Castroneves, as is his habit when he wins, stopped the car at the flag stand and climbed the fence, joined by the rest of the team. Most of them, anyway. Asked if he climbed the fence, co-owner Jim Meyer, who retired in 2020 as chairman of SiriusXM at age 65, grinned and said, “No. I did not.”

If Meyer-Shank keeps it up, Meyer may want to take a course in fence climbing from Castroneves. The team also owns Castroneves’ IndyCar and were an even darker horse for the Indy win last May. Any chance of Castroneves hanging up his helmet? No. “I can’t live without it right now,” he said. He’ll be going for an unprecedented fifth 500 win in May.

One race Castroneves would like to tackle is the 24 Hours of Le Mans, which might happen in 2023 when the current DPi Prototypes will be replaced by GTP cars, which will be legal to run at Le Mans. “It’s up to Acura and Honda,” Shank said. “We’re ready to go if they say so.” Castroneves said he’s ready to go “right now.”


Those 31 caution-free minutes allowed for a nice battle between Castroneves and Ricky Taylor, before Castroneves built a comfortable lead. Taylor and co-drivers Filipe Albuquerque, Will Stevens and IndyCar star Alexander Rossi settled for second–not bad unless you consider that the team was going for its fourth straight Rolex win but came up 3.028 seconds short.

The LMP2 win went to the No. 81 DragonSpeed USA team; the Bill Riley-built LMP3 car of Gar Robinson’s Riley Motorsports took that class.

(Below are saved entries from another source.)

PR #207, opened 2016-04-04
MUMUP-2482 make priority a priority

timlevett:
Change sort to be priority (true first), then id desc.
http://goo.gl/QHgTCx

_Also minor cleanup, features shouldn't be overwritten by default :)_


vertein:
:+1:

Doug-Reed:
:+1:

PR #213, opened 2016-04-22
MUMUP-2487 : Way to clear dismissed ids

timlevett:
+ Adds in user settings page
+ Adds in logic to delete keys from `/storage`
+ Cleaned up the beta card
+ Cleaned up the example page
+ Removed some nothing classes (classes that were being used, but had no definition in our less)

### New Settings page
http://goo.gl/hgnJwn

http://goo.gl/A3q954

### Cleaned up example page
http://goo.gl/PKp4Ud

### Cleaned up beta flags page
http://goo.gl/UqSND0


vertein:
:+1:

PR #215, opened 2016-04-28
Default state of mascot image doesn't throw a npe anymore

timlevett:
There was an odd edge case where a npe was getting thrown in the console if you don't have a cached theme. This fixes that.


Doug-Reed:
:+1:

PR #219, opened 2016-05-13
MUMUP-2508 Screen reader does not read account menu

jiayinjx:
As a screen reader user, I would like my screen reader to let me know the account dropdown menu exists, so that I can exercise that menu.

add 'role' and 'aria-label'


timlevett:
:+1:

PR #222, opened 2016-05-31
Upgrade to angular 1.5.6

timlevett:
+ Fixes build issue
+ Upgrade patch of angular


vertein:
:+1:

apetro:
What's going on with picking up the `animate` and `messages` dependencies?

Doug-Reed:
👍

timlevett:
@apetro - angular-material imports them. I'd rather layout all the angular that we are importing so we say when things are upgrades, where angular-material uses ^

PR #229, opened 2016-06-10
Adds crest image size clarification

vertein:
Adds clarification to crest size stating that image height will be scaled to 52 px.


timlevett:
👍

PR #230, opened 2016-06-13
Clean up docs a bit, and documented a lot about mascots

timlevett:
+ Added `/md/announcements`
+ Added that to the home screen
+ Changed `/md/*` to use...
 + circles for ul/li, like a good md list should
 + the card in `<frame-page>` directive

documentation image of the documentation, woh


Doug-Reed:
:+1:

docs/markdown/announcements.md
```diff
@@ -0,0 +1,65 @@
...
+</div>
+</div>
+<div class='col-sm-6'>
+<ul>
+<li>A) height : 40px</li>
+<li>B) width : 60px</li>
+<li>C) Transparent Background</li>
+<li>D) Eye height should be 12px down, so that you can see it during the hidden state.</li>
+<li>Can be an animated gif, but animations should be limited to blinking eyes.</li>
+<li>If you do have an arm, suggest the top of it to be under the top 16px.</li>
```
vertein: Thoughts on removing this suggestion, since the default has an arm that's doesn't follow this suggestion, or maybe we could ask @keirserrie for an updated default robot with a smaller hand.

timlevett: That is a valid point. I'll remove that suggestion.

vertein:
:+1:

PR #232, opened 2016-06-14
MUMUP-2500 : and you get a notification

timlevett:
Change defaults so `/storage/` and the notifications are enabled by default. This will provide a more streamlined experience for the user.


vertein:
:+1:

GT Daytona Pro (replacing the defunct GT Le Mans class) was won by the plucky Pfaff Motorsports Porsche 911 GT3R, helped along by last year’s DPi champion, Felipe Nasr, who was signed to help develop Porsche’s GTP car (in case you missed it, just before the race IMSA announced that the car formerly known as LMDh would now be GTP, a wise move) but is driving with Pfaff at the four longest IMSA endurance races.

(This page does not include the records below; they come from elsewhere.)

PR #233, opened 2016-06-14
MUMUP-2577 Add UWRF Freddy Falcon mascot

jiayinjx:
Add custom mascot for UWRF uw-frame theme.
As a UW-River Falls user, able to see the UWRF mascot announce features, so can be able to regard my.uwrf.edu as part of the friendly UWRF brand.


timlevett:
:+1:

PR #234, opened 2016-06-17
MUMUP-2588 Lnks reset-my-layout from usr settings

vertein:
Let's users reset their layout via the settings page.  Even uses the reset zone.

OH NO!!  I deleted all my favorites!!  Better use the reset button.

resetlayout

That's better
image

### DIFF
--- a/uw-frame-components/portal/settings/partials/user-settings.html
+++ b/uw-frame-components/portal/settings/partials/user-settings.html
@@ -15,6 +15,9 @@
         <div ng-if='NOTIFICATION.enabled'>
           <button class="btn btn-flat" ng-click="resetKey(KV_KEYS.DISMISSED_NOTIFICATION_IDS,'DISMISSED_NOTIFICATION_IDS')">Reset dismissed notifications <i class='fa fa-spin fa-circle-o' ng-if='DISMISSED_NOTIFICATION_IDS'></i></button>
         </div>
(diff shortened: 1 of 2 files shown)


uw-frame-components/portal/settings/partials/user-settings.html
```diff
@@ -15,6 +15,9 @@
         <div ng-if='NOTIFICATION.enabled'>
           <button class="btn btn-flat" ng-click="resetKey(KV_KEYS.DISMISSED_NOTIFICATION_IDS,'DISMISSED_NOTIFICATION_IDS')">Reset dismissed notifications <i class='fa fa-spin fa-circle-o' ng-if='DISMISSED_NOTIFICATION_IDS'></i></button>
         </div>
+        <div ng-if='MISC_URLS.resetLayoutURL'>
```
apetro: I ❤️  the graceful degradation (no `resetLayoutURL`? No worries.) and that the URL config *is* the config for enabling or disabling the feature (rather than having to coordinate a parallel `.enabled` flag). I feel like we're iteratively getting better and better at this kind of grace, and it's wonderful.

timlevett:
👍 for this change. One could suggest in addition to this neat feature is adding an ajax call to skip the 2 other screens but this gets the job done.

vertein:
I'd like to streamline the entire spring web flow thing called reset-my-layout.

PR #235, opened 2016-06-17
Added extra mascot measurements

jimhelwig:
This makes it a bit more clear what portion of the image is visible and hidden and where the eyes should be.


timlevett:
:+1: :x: :100:

PR #236, opened 2016-06-20
MUMUP-2396 : upgrade ga plugin for angulartics so we get rid of the ga issue

timlevett:
Since https://github.com/angulartics/angulartics-google-analytics/releases/tag/0.2.0 was tagged, we can now move forward with this.


vertein:
:+1:

Doug-Reed:
:+1:

PR #1148, opened 2016-10-04
Fix 5% regression in techempower plaintext after change to SocketOutput

halter73:
The main improvement is that the _contextLock is never reacquired on the threadpool to return written blocks. This seems to make a significant difference on better hardware.

#1145 

The improvement on a 48 logical core machine is pretty significant. Unfortunately, I'm getting RPS numbers as high as those @nathana1 mentioned in the issue before or after the change. I wonder if there's been another regression since @nathana1, or if I'm doing something wrong measuring.

@nathana1 I left my session open on the server if you want to check it out. Thanks.

### dev

    $ ./multi-run.sh --depth 16
    ./run-wrk.sh -p 5000 -h 192.168.1.100 -t plaintext --script ../pipeline.lua -d 1m --depth 16 -c 512
    Warming up...
    4470347.84
    Running tests...
    4453736.01
    4453718.90
    4420181.20
    4434269.48
    4508274.92
    4488297.48
    4399945.67
    4466734.33
    4593534.31
    4531329.83
    4453736.01 4453718.90 4420181.20 4434269.48 4508274.92 4488297.48 4399945.67 4466734.33 4593534.31 4531329.83

### halter73/1145

    $ ./multi-run.sh --depth 16
    ./run-wrk.sh -p 5000 -h 192.168.1.100 -t plaintext --script ../pipeline.lua -d 1m --depth 16 -c 512
    Warming up...
    4699696.24
    Running tests...
    4758701.48
    4733957.38
    4707075.01
    4707825.09
    4753937.18
    4763750.12
    4673806.49
    4691102.53
    4703620.58
    4753383.33
    4758701.48 4733957.38 4707075.01 4707825.09 4753937.18 4763750.12 4673806.49 4691102.53 4703620.58 4753383.33

PR #1149, opened 2016-10-04
Improve perf by not taking SocketOutput._contextLock when copying buffers

halter73:
The downside is that calls to `SocketOutput.WriteAsync` are no longer "atomic" when called concurrently, but I would argue that `Response.WriteAsync` shouldn't be called concurrently.

After seeing the performance improvement that could be achieved in #1148 by taking the `_contextLock` less, I decided to try to improve perf by not taking SocketOutput._contextLock when copying buffers. I had this idea before, but the improvement now seems to be measurable on better hardware.
### halter73/1145

```
$ ./multi-run.sh --depth 16
./run-wrk.sh -p 5000 -h 192.168.1.100 -t plaintext --script ../pipeline.lua -d 1m --depth 16 -c 512
Warming up...
4699696.24
Running tests...
4758701.48
4733957.38
4707075.01
4707825.09
4753937.18
4763750.12
4673806.49
4691102.53
4703620.58
4753383.33
4758701.48 4733957.38 4707075.01 4707825.09 4753937.18 4763750.12 4673806.49 4691102.53 4703620.58 4753383.33
```
### halter73/1145 + halter73/dont-write-at-the-same-time

```
$ ./multi-run.sh --depth 16
./run-wrk.sh -p 5000 -h 192.168.1.100 -t plaintext --script ../pipeline.lua -d 1m --depth 16 -c 512
Warming up...
4706377.81
Running tests...
4812169.18
4818584.28
4848651.40
4780047.91
4721708.67
4759027.05
4829114.36
4827255.34
4830057.89
4798915.02
4812169.18 4818584.28 4848651.40 4780047.91 4721708.67 4759027.05 4829114.36 4827255.34 4830057.89 4798915.02
```

@nathana1 @davidfowl @cesarbs

### DIFF
--- a/src/Microsoft.AspNetCore.Server.Kestrel/Internal/Http/SocketOutput.cs
+++ b/src/Microsoft.AspNetCore.Server.Kestrel/Internal/Http/SocketOutput.cs
@@ -90,39 +90,43 @@ namespace Microsoft.AspNetCore.Server.Kestrel.Internal.Http
             TaskCompletionSource<object> tcs = null;
             var scheduleWrite = false;
 
-            lock (_contextLock)
-            {
-                if (_socket.IsClosed)
-                {
-                    _log.ConnectionDisconnectedWrite(_connectionId, buffer.Count, _lastWriteError);
+            var chunkedBytesPreCompleted = 0;
 
+            if (_socket.IsClosed)
+            {
+                _log.ConnectionDisconnectedWrite(_connectionId, buffer.Count, _lastWriteError);
+
+                return TaskCache.CompletedTask;
+            }
+
+            if (buffer.Count > 0)
+            {
+                var tail = ProducingStart();
+                if (tail.IsDefault)
+                {
                     return TaskCache.CompletedTask;
                 }
 
-                if (buffer.Count > 0)
+                if (chunk)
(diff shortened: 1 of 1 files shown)


nathana1:
Looks like you were using the default threadCount, the optimal threadCount for plaintext on this machine is 8.  When I reran with threadCount=8 I got about 4.9M, so about the new baseline.  Is the benchmark repo on that machine with or without your changes?

halter73:
@nathana1 The benchmarks repo on the test server has a project reference to Kestrel. You can double check via git, but I think the halter73/1145 Kestrel branch is currently checked out with no further changes. I saw that halter73/1145 hat noticeably better RPS than dev.

nathana1:
Yep, it's halter73/1145.

benaadams:
@nathana1 are you seeing and difference going against coreclr 1.1.0 vs 1.0.1?

nathana1:
It looks like coreclr 1.1.0 is about 1.5%-2% faster.

halter73:
The perf improvement probably isn't dramatic enough for the lower safety (i.e. the possibility of really weird behavior given parallel writes).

But it wasn’t Nasr who brought the No. 9 Pfaff car to the finish line. It was Porsche factory driver Mathieu Jaminet, who had an absolutely blistering battle the last few laps with fellow Porsche driver Laurens Vanthoor in the No. 2 KCMG Porsche. The pair beat and banged their way around the track until Vanthoor went wide, spun and settled for third; he lost second place to the No. 62 Risi Ferrari 488 during the spin.

It was the most stressful race of my life. Laurens is one of best GT drivers out there. Sometimes we were on the limit and maybe over,” Jaminet said.

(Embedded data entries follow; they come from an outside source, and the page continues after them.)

PR #1151, opened 2016-10-05
Add CodeCoverage to tests

benaadams:


cesarbs:
I thought this was going to make code coverage work on VS, but it already works there. What does this enable exactly?

benaadams:
@cesarbs is that in an internal VS upgrade? Without it it currently outputs

codecoverage

cesarbs:
@benaadams Sorry, that's right, I should have cleared my package cache before checking the behavior in dev 😁

Issue #1147, opened 2016-10-04
TCP Loopback Fast Path causes occasional connection hangs


halter73:
_Edit by @cesarbs: original issue title was 'ZeroContentLengthSetAutomaticallyForNonKeepAliveRequests test failure'_

I've only seen this once so far.

    xUnit.net .NET CLI test runner (64-bit Desktop .NET win10-x64)
      Discovering: Microsoft.AspNetCore.Server.KestrelTests
      Discovered:  Microsoft.AspNetCore.Server.KestrelTests
      Starting:    Microsoft.AspNetCore.Server.KestrelTests
        Microsoft.AspNetCore.Server.KestrelTests.EngineTests.ZeroContentLengthSetAutomaticallyForNonKeepAliveRequests(testContext: TestServiceContext { App = null, AppLifetime = LifetimeNotImplemented { ApplicationStarted = (throws NotImplementedException), ApplicationStopped = (throws NotImplementedException), ApplicationStopping = (throws NotImplementedException) }, DateHeaderValue = "Tue, 04 Oct 2016 02:39:11 GMT", DateHeaderValueManager = DateHeaderValueManager { }, FrameFactory = null, ... }) [FAIL]
          System.IO.IOException : Unable to read data from the transport connection: An existing connection was forcibly closed by the remote host.
          ---- System.Net.Sockets.SocketException : An existing connection was forcibly closed by the remote host
          Stack Trace:
               at System.Net.Sockets.NetworkStream.EndRead(IAsyncResult asyncResult)
               at System.Threading.Tasks.TaskFactory`1.FromAsyncTrimPromise`1.Complete(TInstance thisRef, Func`3 endMethod, IAsyncResult asyncResult, Boolean requiresSynchronization)
            --- End of stack trace from previous location where exception was thrown ---
               at System.Runtime.CompilerServices.TaskAwaiter.ThrowForNonSuccess(Task task)
               at System.Runtime.CompilerServices.TaskAwaiter.HandleNonSuccessAndDebuggerNotification(Task task)
               at System.IO.StreamReader.<ReadBufferAsync>d__97.MoveNext()
            --- End of stack trace from previous location where exception was thrown ---
               at System.Runtime.CompilerServices.TaskAwaiter.ThrowForNonSuccess(Task task)
               at System.Runtime.CompilerServices.TaskAwaiter.HandleNonSuccessAndDebuggerNotification(Task task)
[...]

PR #1152, opened 2016-10-05
Remove TCP Loopback Fast Path code (#1147).

cesarbs:
See https://github.com/aspnet/KestrelHttpServer/issues/1147#issuecomment-251817618 for reason for this change.

Considering the issue seen in test code, I think we should remove this from server code too. If we want to keep it, we should add an option to enable/disable it.

@halter73 @mikeharder @davidfowl

### DIFF
--- a/src/Microsoft.AspNetCore.Server.Kestrel/Internal/Networking/Libuv.cs
+++ b/src/Microsoft.AspNetCore.Server.Kestrel/Internal/Networking/Libuv.cs
@@ -199,40 +199,6 @@ namespace Microsoft.AspNetCore.Server.Kestrel.Internal.Networking
         {
             handle.Validate();
             ThrowIfErrored(_uv_tcp_bind(handle, ref addr, flags));
-            if (PlatformApis.IsWindows)
-            {
-                tcp_bind_windows_extras(handle);
-            }
-        }
-
-        private unsafe void tcp_bind_windows_extras(UvTcpHandle handle)
-        {
-            const int SIO_LOOPBACK_FAST_PATH = -1744830448; // IOC_IN | IOC_WS2 | 16;
-            const int WSAEOPNOTSUPP = 10000 + 45; // (WSABASEERR+45)
-            const int SOCKET_ERROR = -1;
-
-            var socket = IntPtr.Zero;
-            ThrowIfErrored(_uv_fileno(handle, ref socket));
-
-            // Enable loopback fast-path for lower latency for localhost comms, like HttpPlatformHandler fronting
-            // http://blogs.technet.com/b/wincat/archive/2012/12/05/fast-tcp-loopback-performance-and-low-latency-with-windows-server-2012-tcp-loopback-fast-path.aspx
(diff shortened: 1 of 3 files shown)


mikeharder:
I think we should understand this better before removing the optimization from server code.  Is your theory that loopback fast path is buggy?  If so, we should try to get an isolated repro and report it to Windows Networking.

Also, we should understand the performance impact of disabling this optimization.

Tratcher:
The perf impact should be minimal because it also required the client to opt into it, and we're not aware of any clients that have.

benaadams:
Netling does https://github.com/hallatore/Netling/blob/master/Netling.Core/Performance/HttpWorker.cs#L217-L218

cesarbs:
Repro:

### Server

```csharp
using System;
using System.Net;
using System.Net.Sockets;
using System.Text;

namespace Server
{
    class Program
    {
        static void Main(string[] args)
        {
            {
                socket.Bind(new IPEndPoint(IPAddress.Loopback, 5000));
                socket.Listen(128);

                const int SIO_LOOPBACK_FAST_PATH = -1744830448;
                var optionInValue = BitConverter.GetBytes(1);
                try
                {
                    socket.IOControl(SIO_LOOPBACK_FAST_PATH, optionInValue, null);
                }
                catch
                {
                }

                while (true)
                {
                    using (var client = socket.Accept())
                    {
                        var buffer = new byte[4];
                        var bytesReceived = 0;

                        while ((bytesReceived += client.Receive(buffer, bytesReceived, 4 - bytesReceived, SocketFlags.None)) < 4) ;
                        var request = Encoding.ASCII.GetString(buffer, 0, 4);
                        Console.WriteLine(request);
                        client.Send(Encoding.ASCII.GetBytes("pong"));
                    }
                }
            }
        }
    }
}
```

### Client

```csharp
using System;
using System.Net;
using System.Net.Sockets;
using System.Text;
using System.Threading;

namespace Client
{
    class Program
    {
        static void Main(string[] args)
        {
            while (true)
            {
                {
                    const int SIO_LOOPBACK_FAST_PATH = -1744830448;
                    var optionInValue = BitConverter.GetBytes(1);
                    try
                    {
                        socket.IOControl(SIO_LOOPBACK_FAST_PATH, optionInValue, null);
                    }
                    catch
                    {
                    }

                    socket.Connect(new IPEndPoint(IPAddress.Loopback, 5000));
                    socket.Send(Encoding.ASCII.GetBytes("ping"));

                    var buffer = new byte[4];
                    var bytesReceived = 0;

                    while ((bytesReceived += socket.Receive(buffer, bytesReceived, 4 - bytesReceived, SocketFlags.None)) < 4) ;
                    if (socket.Receive(buffer) != 0) throw new Exception();
                    var response = Encoding.ASCII.GetString(buffer, 0, 4);
                    Console.WriteLine(response);
                }
            }
        }
    }
}
```

halter73:
It seems far safer to remove it than to add it. Even netty should fallback to normal loopback. :shipit:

It was arguably the best race to the finish in GT since 2014, when Scott Tucker’s Level 5 Ferrari beat the Flying Lizard Audi, but only after a 4-hour delay while the sanctioning body read and re-read its notes and eventually reversed a penalty against the Ferrari for unnecessary contact, then immediately declared the Audi the winner–even though the cars never touched. It was not a great start for the new Tudor United SportsCar Championship, which is now the IMSA WeatherTech series.

And in GT Daytona, which, unlike Daytona Pro, still requires a certain number of amateur drivers, the win went to the No. 16 Wright Motorsports Porsche 911 GT3R, a nice full-time debut for driver Jan Heylen, who replaced the retired Patrick Long.

In all, it was a very good 761-lap race, especially since the majority of caution laps seemed to occur in the middle of the night and not when most of the audience was watching.